EXCERPTED DATA →
Issue #267, opened 2020-07-01
Creating an aurora-mysql RDSInstance fails with allocatedStorage, dbInstanceClass missing bug


kelvinwijaya:
### What happened?
Crossplane throwing an error when spinning aurora based DB, basically I would like to spin up DB that has read replicas and that is why I am chossing engine type aurora and aurora-mysql. 

According to the provider-aws RDSInstance api doc, those field such as allocateStorage and dbInstanceClass is not required for aurora based DB.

WHAT YOU WILL DO →
Your task is to reproduce all the material exactly as it stands.

SOLUTION FOR THIS PROBLEM →
Issue #267, opened 2020-07-01
Creating an aurora-mysql RDSInstance fails with allocatedStorage, dbInstanceClass missing bug


kelvinwijaya:
### What happened?
Crossplane throwing an error when spinning aurora based DB, basically I would like to spin up DB that has read replicas and that is why I am chossing engine type aurora and aurora-mysql. 

According to the provider-aws RDSInstance api doc, those field such as allocateStorage and dbInstanceClass is not required for aurora based DB.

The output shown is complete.